SelFLoc: Selective Feature Fusion for Large-scale Point Cloud-based Place Recognition

TL;DR

SelFLoc tackles GPS-denied LiDAR-based place recognition by decomposing 3D convolutions into axis-focused 1D operations (SACB) and by selectively reweighting multi-scale features with point- and channel-wise gating (SFFB). The encoder–decoder architecture, sparse 3D convolutions, GeM pooling, and a Smooth-AP–based objective collectively yield strong global descriptors and robust matching across large-scale urban scenes. Empirical results on Oxford and three in-house datasets show state-of-the-art performance and good generalization, with notable AR@1 gains over prior methods. The work highlights the practical value of axis-oriented feature extraction and semantic-alignment-driven fusion for reliable, scalable LiDAR-based place recognition in autonomous systems.

Abstract

Point cloud-based place recognition is crucial for mobile robots and autonomous vehicles, especially when the global positioning sensor is not accessible. LiDAR points are scattered on the surface of objects and buildings, which have strong shape priors along different axes. To enhance message passing along particular axes, Stacked Asymmetric Convolution Block (SACB) is designed, which is one of the main contributions in this paper. Comprehensive experiments demonstrate that asymmetric convolution and its corresponding strategies employed by SACB can contribute to the more effective representation of point cloud feature. On this basis, Selective Feature Fusion Block (SFFB), which is formed by stacking point- and channel-wise gating layers in a predefined sequence, is proposed to selectively boost salient local features in certain key regions, as well as to align the features before fusion phase. SACBs and SFFBs are combined to construct a robust and accurate architecture for point cloud-based place recognition, which is termed SelFLoc. Comparative experimental results show that SelFLoc achieves the state-of-the-art (SOTA) performance on the Oxford and other three in-house benchmarks with an improvement of 1.6 absolute percentages on mean average recall@1.

Figures (6)

• Figure 1: Point cloud-based place recognition in large-scale urban environments. The place recognition network extracts global descriptors from point clouds in different locations, which are subsequently stored in a database. Once the vehicle reaches a new location, the closest match (green) can be retrieved if the distance between the queried and recorded global descriptor is the shortest.
• Figure 2: (a): An SACB is composed of two sub-blocks, each of which is formed by stacking a specified number of asymmetric convolutions in a predefined sequence. (b): Asymmetric convolutions equipped with different strategies, e.g., typical (pink), dilation (orange) and deformation (blue).
• Figure 3: The architecture of SelFLoc implemented in an encoder-decoder style.
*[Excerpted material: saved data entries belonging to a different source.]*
PR #1118, opened 2024-01-31
access-control: added refresh_interval to gate & invalidate sessions to mapic

gioelecerati:


handlers/accesscontrol/access-control.go
```diff
@@ -79,12 +100,31 @@ func periodicCleanUpHitRecordCache() {
 	}()
 }
 
-func NewAccessControlHandlersCollection(cli config.Cli) *AccessControlHandlersCollection {
+func periodicRefreshIntervalCache(mapic mistapiconnector.IMac, accessControlCache map[string]map[string]*PlaybackAccessControlEntry) {
+	go func() {
+		for {
+			time.Sleep(time.Duration(5) * time.Second)
```
mjh1, line 106: you can just do `time.Sleep(5 * time.Second)`

handlers/accesscontrol/access-control.go
```diff
@@ -61,16 +62,36 @@ type HitRecords struct {
 	mux  sync.Mutex
 }
 
+type RefreshIntervalRecord struct {
+	RefreshInterval int32
+	LastRefresh     time.Time
+}
+
+type RefreshInterval struct {
+	data map[string]*RefreshIntervalRecord
```
mjh1, line 71: could you leave a comment of what the key is here, playbackID?

handlers/accesscontrol/access-control.go
```diff
@@ -61,16 +62,36 @@ type HitRecords struct {
...
+}
+
+type GateConfig struct {
+	MaxAge               int32 `json:"max_age"`
+	StaleWhileRevalidate int32 `json:"stale_while_revalidate"`
```
mjh1, line 76: could you change these to `time.Duration`?

handlers/accesscontrol/access-control.go
```diff
@@ -61,16 +62,36 @@ type HitRecords struct {
...
+	RateLimit            int32 `json:"rate_limit"`
+	RefreshInterval      int32 `json:"refresh_interval"`
```
mjh1, line 78: i think this can be `time.Duration` too

handlers/accesscontrol/access-control.go
```diff
@@ -236,6 +282,12 @@ func (ac *AccessControlHandlersCollection) cachePlaybackAccessControlInfo(playba
 		}
 	}
 
+	if refreshInterval > 0 {
+		if _, ok := refreshIntervalCache.data[playbackID]; !ok {
+			refreshIntervalCache.data[playbackID] = &RefreshIntervalRecord{RefreshInterval: refreshInterval, LastRefresh: time.Now()}
```
mjh1, line 287: do we need to lock when updating this map? since it's being read in the 5 second sleep loop in another routine

handlers/accesscontrol/access-control.go
```diff
@@ -79,12 +100,31 @@ func periodicCleanUpHitRecordCache() {
...
+			}
+		}
+	}()
+}
 
-	periodicCleanUpHitRecordCache()
+func NewAccessControlHandlersCollection(cli config.Cli, mapic mistapiconnector.IMac) *AccessControlHandlersCollection {
+	accessControlCache := make(map[string]map[string]*PlaybackAccessControlEntry)
+	periodicCleanUpRecordCache()
+	periodicRefreshIntervalCache(mapic, accessControlCache)
```
mjh1, line 124: maybe we should just make this function part of AccessControlHandlersCollection then we can just access the cache field in the normal way.
e.g `func (ac *AccessControlHandlersCollection) periodicRefreshIntervalCache(...`
then we can access `ac.cache`

handlers/accesscontrol/access-control.go
```diff
@@ -79,12 +100,31 @@ func periodicCleanUpHitRecordCache() {
...
+	go func() {
+		for {
+			time.Sleep(time.Duration(5) * time.Second)
+			for key := range refreshIntervalCache.data {
+				if time.Since(refreshIntervalCache.data[key].LastRefresh) > time.Duration(refreshIntervalCache.data[key].RefreshInterval)*time.Second {
+					refreshIntervalCache.data[key].LastRefresh = time.Now()
+					mapic.InvalidateAllSessions(key)
+					playbackIdCache := accessControlCache[key]
+					for cacheKey := range playbackIdCache {
+						delete(playbackIdCache, cacheKey)
```
mjh1, line 113: We need to lock with the mutex here i think before updating

handlers/accesscontrol/access-control.go
gioelecerati: Don't want to touch old acl code so close to trovo launch, can do it a followup pr, if that's fine to you

thomshutt (approved):

PR #1123, opened 2024-02-01
handlers: add headers as queryparam for pull sources

emranemran:


handlers/geolocation/geolocation.go
```diff
@@ -170,7 +170,17 @@ func (c *GeolocationHandlersCollection) getStreamPull(playbackID string) (string
 		return "", nil
 	}
 
-	return stream.Pull.Source, nil
+	if len(stream.Pull.Headers) == 0 {
+		return stream.Pull.Source, nil
+	}
```
victorges, line 175: btw, nil maps in go behave just like an empty map when reading (will just skip the loop below), so this check is optional

victorges (approved):
neat

PR #1126, opened 2024-02-02
clients: input-copy: add -analyzeduration to input probe logic

emranemran:
For recordings, the first segment can have missing or delayed audio and video tracks as the streamer begins the stream. Currently, the probe of an m3u8 file will fail as ffprobe attempts opening the first segment (e.g. 0.ts) and fails to determing codec information for either the audio or video track. This causes the InputVideo struct to get populated with incorrect info (e.g. width and height is set to 0) which causes downstream transcode issues. Setting -analyzeduration 15M allows ffprobe to inspect up to 15s of audio and video tracks to determine the track information.

### DIFF
--- a/clients/input_copy.go
+++ b/clients/input_copy.go
@@ -64,7 +64,7 @@ func (s *InputCopy) CopyInputToS3(requestID string, inputFile, osTransferURL *ur
 	}
 
 	log.Log(requestID, "starting probe", "source", inputFile.String(), "dest", osTransferURL.String())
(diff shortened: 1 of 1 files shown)


emranemran:
FYI: we already do this for output files: https://github.com/livepeer/catalyst-api/blob/0a1354d1bb9f2c02589ca962c4abe8139ba5ce2e/video/profiles.go#L239

thomshutt (approved):

PR #1135, opened 2024-02-09
Handle large a/v offset in first segment of recordings.

emranemran:
transcode: drop first segment if a/v tracks have a large offset

For HLS input (recordings), sometimes the first segment can experience a
    large delta between the audio and video track's start time (in seconds).
    This is mainly because when a streamer begins the stream, the user's
    hardware config and OBS settings might cause the video track to start
    later than the audio (or vice versa). These segments can be transcoded
    but muxing them into an MP4 will fail. For these cases, the first segment
    should be dropped from the transcode payload.

### DIFF
--- a/pipeline/coordinator.go
+++ b/pipeline/coordinator.go
@@ -109,19 +109,21 @@ type JobInfo struct {
 	SegmentingDone     time.Time
 	TranscodingDone    time.Time
 
-	sourceBytes        int64
-	sourceSegments     int
-	sourceDurationMs   int64
-	sourceCodecVideo   string
-	sourceCodecAudio   string
-	sourceWidth        int64
-	sourceHeight       int64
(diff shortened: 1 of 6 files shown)


thomshutt (approved):
If it works then LGTM, but do we have any sense why this offset would cause problems when muxing to MP4?

Also it looks like the Cucumber tests are failing

emranemran:
> If it works then LGTM, but do we have any sense why this offset would cause problems when muxing to MP4?
> 
> Also it looks like the Cucumber tests are failing

Because MP4s need a/v starting PTS to be very close to one another otherwise the headers cannot be generated correctly. The 1s is arbitrary and we may update in the future. The offending recordings typically have 8s+ offsets between a/v tracks and the video typically starts later.

PR #1143, opened 2024-02-14
Forbid starting stream when it's suspended or deleted

leszko:
fix https://linear.app/livepeer/issue/PS-227/qiang-we-are-testing-new-camera-firmware-and-observing-strange-issue

### DIFF
--- a/mapic/mistapiconnector_app.go
+++ b/mapic/mistapiconnector_app.go
@@ -274,6 +274,10 @@ func (mc *mac) handlePushRewrite(ctx context.Context, payload *misttriggers.Push
 	} else {
 		glog.Errorf("Shouldn't happen streamID=%s", stream.ID)
 	}
+	if stream.Deleted || stream.Suspended {
+		// Do not allow to start deleted or suspended streams
+		return "", nil
+	}
 	glog.Infof("Responded with '%s'", responseName)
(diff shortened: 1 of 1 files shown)


thomshutt:
@leszko I'd tried to do this in https://github.com/livepeer/catalyst-api/pull/1133 - should we get rid of that?

leszko:
> @leszko I'd tried to do this in #1133 - should we get rid of that / any idea why it's not working here?

Not sure TBH. What was the purpose of your change? When I tried in the box, even without your change and my change, I couldn't play the pull stream when it was suspended.

thomshutt:
@leszko my change was to stop terminated Pull streams coming back to life when a new viewer initiated a playback

leszko:
> @leszko my change was to stop terminated Pull streams coming back to life when a new viewer initiated a playback

Hmm, I tried in the box, and even without your change, a new playback didn't work after the stream was suspended... 🤔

In encoder stage, down sampling layers are utilized to reduce the resolutions of feature maps. each of which is followed by an SACB. Low- (horizontal) and high-level (vertical) features are fused (addition) during the decoder stage. Note that an SFFB is placed prior to the local feature fusion phase, which is intended for point- and channel-wise selective fusion refinement.
• Figure 4: Query (gray) and top $3$ retrieved frames (green: successful, red: failed). Moreover, one of the true (blue) matches is displayed for comparison. SelFLoc successfully finds the closest match even when the perspective changes (row 3).
• Figure 5: Horizontal axis represents the depth of which SACB equipped with dilation strategy. There are $4$ SACBs employed in our experiments, and $Depth=0$ indicates that no SACB is equipped with dilation strategy. SelFLoc_X, SelFLoc_Y and SelFLoc_Z represents the models with one additional layer along $x$-, $y$- and $z$-axis, respectively, while model without additional asymmetric convolution layer is regarded as the baseline. Note that the dilation strategy is only applied on the additional layer of each sub-block in the SACB.